Implications of simplified linkage equilibrium SNP simulation
Implications of simplified linkage equilibrium SNP simulation
In a recent paper published in PNAS (Golan et al. 2014), residual maximum likelihood (REML) seriously underestimated genetic variance explained by genomewide single nucleotide polymorphism when using a case-control design. It was concluded that Haseman–Elston regression (denoted as PCGC in their paper) should be used instead of REML. Their conclusions were based on results from simplified linkage equilibrium SNP simulation (SLES), which the authors acknowledged may be unrealistic.
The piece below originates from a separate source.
Issue #7316, opened 2024-11-04
Refine workspace APIs and settings persistence


pmconne:
# User problem

Administrators of infrastructure projects want to be able to configure how applications work, including the resources available for their use. We refer to this configuration of settings and resources as a "workspace". Those familiar with MicroStation complain of a lack of control over their workspace configuration. We want to offer them better, easier-to-understand tools when working with iTwins and iModels. For example, iTwin workspaces should meet the following requirements:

We found that their simulation, SLES, unrealistically inflated the correlation between the eigenvectors of the genomic relationship matrix and disease status to values that are rarely observed in real data analyses. With a more realistic simulation that the authors failed to carry out (as they noted in their paper), we showed that there was no such inflated correlation between the eigenvectors of the genomic relationship matrix and disease status. Because REML uses the eigensystem of covariance structure, the inflated correlation artefactually constrained its estimates. We compared SNP-heritabilities from SLES and a more realistic simulation, showing that there was a substantial difference between the REML estimates from the two simulation strategies. Finally, we presented that there was no difference between REML and PCGC in real data analyses. This pattern from real data results differed strikingly from the pattern in the simulation study of Golan et al. One needs to be cautious of results drawn from SLES.